I have a time course small RNA data from an infection of a pathogen in a plant. The aim is to see how the small RNA produced by both is linked to the responses of both to the infection.

What I was thinking was to combine the raw data and perform mirdeep2 to identify the small RNA reference set to count against although not sure if this will affect the output rather than identifying individual time points and combine the reference set. Then count using the quantifier script from mirdeep2. I'm using no known small RNA for the fungal part as can't find any but I am using the host and related small RNA for the plant found on the mirbase website.

I'm not sure whether to try mirdeep-p for the plant side yet which maybe is preferable as they say they have improved it for plants or just stick with mirdeep2?

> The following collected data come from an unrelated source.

PR #2296, opened 2021-02-05
Appconfig survey handling (EXPOSUREAPP-4847)

BMItr:
EXPOSUREAPP-4847
This PR handles the Survey by app-config (e.g. Enable/Disable)


Corona-Warn-App/src/main/java/de/rki/coronawarnapp/appconfig/mapping/SurveyConfigMapper.kt
```diff
@@ -5,17 +5,46 @@ import de.rki.coronawarnapp.appconfig.SafetyNetRequirements
...
+                    surveyConfigContainer = surveyConfigContainer.copy(
+                        safetyNetRequirements = SafetyNetRequirementsContainer(
+                            requireBasicIntegrity = it.requireBasicIntegrity,
+                            requireCTSProfileMatch = it.requireCTSProfileMatch,
+                            requireEvaluationTypeBasic = it.requireEvaluationTypeBasic,
+                            requireEvaluationTypeHardwareBacked = it.requireEvaluationTypeHardwareBacked
+                        )
+                    )
+                }
+            }
```
d4rken, line 38: Is it possible that we have only one of the parameters ( `common` / `ppac`)  and not the other?
Should we throw an error or use a fallback if both are not available?

d4rken: If e.g. `ppac` is optional what should the default values be for survey related ppac?

Corona-Warn-App/src/main/java/de/rki/coronawarnapp/appconfig/mapping/SurveyConfigMapper.kt
```diff
@@ -5,17 +5,46 @@ import de.rki.coronawarnapp.appconfig.SafetyNetRequirements
...
-        return SurveyConfigContainer()
+        var surveyConfigContainer = SurveyConfigContainer()
+
+        if (rawConfig.hasEventDrivenUserSurveyParameters()) {
+            if (rawConfig.eventDrivenUserSurveyParameters.hasCommon()) {
+                rawConfig.eventDrivenUserSurveyParameters.common.also {
+                    surveyConfigContainer = SurveyConfigContainer(
+                        otpQueryParameterName = it.otpQueryParameterName,
+                        surveyOnHighRiskEnabled = it.surveyOnHighRiskEnabled,
+                        surveyOnHighRiskUrl = it.surveyOnHighRiskUrl
```
d4rken, line 22: Should we validate these? e.g. "isNotEmpty()"?

LukasLechnerDev: And should we also validate if the url-is well-formed here? Currently, I am doing this in the `SurveyUrlProvider` component of my subtask, but if we validate it here and I can be sure to have a valid URL, I don't need to do that anymore. 

What about exposing `surveyOnHighRiskUrl` as a `okhttp3.HttpUrl` instead of `String` in `SurveyConfigContainer`?

BMItter: @d4rken I already use the default values as fallback (see skelton)
@LukasLechnerDev will adjust to validate url here

Corona-Warn-App/src/main/java/de/rki/coronawarnapp/appconfig/mapping/SurveyConfigMapper.kt
BMItter: would it make sense to have an own mapper for PPAC too? because it is also needed at analytics

Corona-Warn-App/src/main/java/de/rki/coronawarnapp/appconfig/mapping/SurveyConfigMapper.kt
```diff
@@ -4,18 +4,69 @@ import dagger.Reusable
...
+    } catch (e: Exception) {
+        throw ApplicationConfigurationInvalidException(cause = e, message = "Survey on high risk url is invalid")
     }
 
     data class SurveyConfigContainer(
-        override val safetyNetRequirements: SafetyNetRequirements = SafetyNetRequirementsContainer(),
-        override val enableSurveyLinkOnHighRiskCard: Boolean = true
+        override val otpQueryParameterName: String = "",
+        override val surveyOnHighRiskEnabled: Boolean = false,
+        override val surveyOnHighRiskUrl: String = "",
```
LukasLechnerDev, line 69: Why not use `HttpUrl` here instead of `String`? We are already doing a conversion in the URL validation above...

BMItter: interfaces should be kept as generic as possible and you have to rebuild the url anyay to append the OTP as param.
But anyway, you shall get what you requested 😄 
adjusted.

LukasLechnerDev (approved):
LGTM

d4rken (approved):
lgtm!

PR #2297, opened 2021-02-05
Fix exposure logging progress circle inconsistencies. (EXPOSUREAPP-1835)

SamuraiKek:
This PR makes the circle progress in line with the iOS one. Adding the x/14 days inside the circle and changing the progress color depending on the state of the exposure logging.

How to test:
- Go to exposure logging and look at the number of days inside the progress circle. It should look like x/14 days now.
- Try playing with the exposure logging states. Stop it, turn it back on again. Make sure that the circle is blue while logging is on and grey while it's off.
- I've removed two layers of includes in the fragment as they were only being used in this screen. Make sure the layout hasn't changed. Try disabling bluetooth and make sure the right cards appear on the screen.


Corona-Warn-App/src/main/java/de/rki/coronawarnapp/ui/view/CircleProgress.kt
```diff
@@ -69,6 +69,19 @@ class CircleProgress @JvmOverloads constructor(
             invalidate()
         }
 
+    /**
+     * Setter for the progress circle color.
+     * The progress bar also needs to be repainted when the
+     * color changes (ex: when the risk calculation gets turned on/off)
+      */
+    var progressColor: Int = 0
```
mtwalli, line 77: Please use `Color.TRANSPARENT` instead of 0

mtwalli:
### LGTM, tested on S8

device-2021-02-05-154326
device-2021-02-05-154649

mtwalli (dismissed):
👍🏼

ralfgehrer:
Screenshot 2021-02-08 at 13 35 51
Screenshot 2021-02-08 at 13 36 18


The progress indicator on the risk details is not shown - the blue bar is missing.

SamuraiKek:
> The progress indicator on the risk details is not shown - the blue bar is missing.

Forgot about that. I'll add them as well.

mtwalli:
@SamuraiKek  after your changes:
Low risk details screen does not show progress in case bluetooth is disabled, while it shows 2/14
device-2021-02-08-174056

SamuraiKek:
> @SamuraiKek after your changes:
> Low risk details screen does not show progress in case bluetooth is disabled, while it shows 2/14

Yes, I've intentionally done this because when bluetooth is turned off, the risk calculation becomes restricted. There isn't really a design guidline for this case, maybe we should ask somebody about it? 
iOS doesn't even have the progress circle in the low risk details screen ¯\_(ツ)_/¯

ralfgehrer:
> > @SamuraiKek after your changes:
> > Low risk details screen does not show progress in case bluetooth is disabled, while it shows 2/14
> 
> Yes, I've intentionally done this because when bluetooth is turned off, the risk calculation becomes restricted. There isn't really a design guidline for this case, maybe we should ask somebody about it? I can quickly change it to the blue tint.
> iOS doesn't even have the progress circle in the low risk details screen ¯_(ツ)_/¯
> 
> @ralfgehrer, @harambasicluka, what do you think?

IMHO, the progress should be shown. Otherwise, the circle does not make much sense, does it?

SamuraiKek:
> IMHO, the progress should be shown. Otherwise, the circle does not make much sense, does it?

Alright, the same behaviour was happening when the location is disabled so I'll take care of that too.

ralfgehrer:
Screenshot 2021-02-09 at 11 05 42


When exposure logging is turned off, the progress indicator shall be dark grey - according to the ticket. In the current implementation, it is gone.

mtwalli (approved):
LGTM , tested latest changes on Samsung S8 while location and bluetooth on/off.

ralfgehrer (approved):

PR #2298, opened 2021-02-05
Clean up environment types (DEV)

d4rken:
`INT-FED` no longer exists, and we can instead name it `LOCAL` to conveniently setup local environment addresses.


ralfgehrer (approved):
Thanks! Tested all environments in the debug menu.

BMItr (approved):

PR #2300, opened 2021-02-05
Implement Donor for User Metadata (EXPOSUREAPP-4823)

kolyaopahle:
### Description
This PR adds an analytics donor for the user metadata collected from the screens implemented by @d4rken
it also changes the Protobuf instances in the DonorModule interface to their respective builder which is also part of the 
Submit Analytics PR #2280


d4rken (approved):
lgtm :+1:

LukasLechnerDev (approved):
LGTM

PR #2303, opened 2021-02-08
Remove redundant district prefixes (EXPOSUREAPP-4815)

mlenkeit:
This PR updates the JSON file with the districts with new names where redundant prefixes have been removed and relevant prefixes move to the end of the district. (Discussed with UA)


chiljamgossow (approved):
LGTM

mlenkeit:
Set it back to _draft_, one more change needs to be done...

d4rken (approved):

Issue #2013, opened 2020-12-30
Wrong font in risk explanation and transnational screen


Bananeweizen:
## Avoid duplicates
* [X] Bug is not mentioned in the [FAQ](https://www.coronawarn.app/en/faq/)
* [X] Bug is specific for Android only, for general issues / questions that apply to iOS and Android please raise them in the [documentation repository](https://github.com/corona-warn-app/cwa-documentation)
* [X] Bug is not already reported in another issue

## Technical details

- Device name: One Plus One
- Android version: 10
- App version: 1.10.1

## Describe the bug

The app uses the same font everywhere, but in 2 places it uses much more letter spacing, making the text harder to read.

## Steps to reproduce the issue

Open the transnational screen or the risk explanation screen and compare fonts in different areas. If you don't see a difference immediately, then please compare identical words like the highlighted "Ermittlung". In the wide letter-spacing variant, the space between the characters is much wider than the character "lowercase L", while in the normal font the space is roughly as wide as "lowercase L".

Screenshot 1
![Screenshot_20201230-191359_Corona-Warn](https://user-images.githubusercontent.com/406876/103373477-5d601700-4ad5-11eb-965d-4dae881804de.png)

Screenshot 2
![Screenshot_20201230-191330_Corona-Warn](https://user-images.githubusercontent.com/406876/103373355-fb071680-4ad4-11eb-8487-f878dcf7fd53.png)

## Expected behaviour

Same font used everywhere.

---
Internal Tracking ID: [EXPOSUREAPP-4489](https://jira-ibs.wbs.net.sap/browse/EXPOSUREAPP-4489)
PR #2304

dsarkar:
Hi @Bananeweizen, 

Thanks for reporting.  We will have a look at this.

  
Best wishes,
DS

---
Corona-Warn-App Open Source Team

dsarkar:
- Reproduced on Samsung Galaxy A21s / Android 10 / CWA 1.10.0
- NOT reproduced on iPhone6s / iOS 14.3 / CWA 1.10.1

---
Corona-Warn-App Open Source Team

dsarkar:
Dear @Bananeweizen,

Thanks again. We have created a ticket for the bug in the internal Jira system. Any further developments will be notified here in this Github issue.
  
Best wishes,
DS

---
Corona-Warn-App Open Source Team
[...]

PR #2304, opened 2021-02-08
Change text style (EXPOSUREAPP-4489)

chiljamgossow:
change text style from body1 to subtitle as requested in ticket
some refactoring of the layout to better be able to identify the screen and text elements in preview


Corona-Warn-App/src/main/res/layout/include_settings_switch_row.xml
```diff
@@ -74,11 +74,11 @@
 
             </androidx.constraintlayout.widget.ConstraintLayout>
 
-            <Switch
+            <androidx.appcompat.widget.SwitchCompat
```
mtwalli, line 77: could you please use `SwitchMaterial` instead?

chiljamgossow: Does it make sense if the style is set to Widget.AppCompat.CompoundButton.Switch? I replaced it because AS was complaining.

mtwalli: `SwitchMaterial` is actually a `SwitchCompat`, it will still work with `CompatTheme`. When we move to MD completely ,we will have to change the theme only

Corona-Warn-App/src/main/res/layout/fragment_interoperability_configuration.xml
```diff
@@ -23,35 +23,24 @@
             app:layout_constraintStart_toStartOf="parent"
             app:layout_constraintTop_toTopOf="parent" />
 
-        <androidx.constraintlayout.widget.ConstraintLayout
-            android:id="@+id/interoperability_configuration_country_list_container"
+        <include
```
d4rken, line 26: The TextView now touches the bottom screen end.
I think you might have forgot to readd `android:layout_marginBottom` when refactoring?

d4rken (commented):
See open comments, but otherwise :+1:

Corona-Warn-App/src/main/res/layout/include_settings_switch_row.xml
chiljamgossow: I replaced it as requested

Corona-Warn-App/src/main/res/layout/fragment_interoperability_configuration.xml
chiljamgossow: Actually, I did not forget but as it was reused adding a padding to the end of the layout messed up the onboarding. I refactored to solve this issue. The preview looks almost like the actual screen now.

It would be great if anyone could comment on whether the above plans sound reasonable or if there are limitations to it and if you think other methods would give a better result. I tried out the UEA software package but got some errors so haven't pursued it further. Once we get a counts table we will most likely pass it on to the stats people and the biologist can blast to identify the targets of those deferentially expressed.

Any suggestions welcome, not handled this type of data before.

It looks like miRdeep* has support for only a few species (http://sourceforge.net/projects/mirdeepstar/files/Index_files/).

What species are you working with? Do they have Ensembl annotations?

If not, you might want to combine reads from all runs and then use mireap (http://sourceforge.net/projects/mireap/) to identify microRNA genes in each organism.

Then generate a hybrid reference sequence to map your small RNA reads against for quantification of miR expression.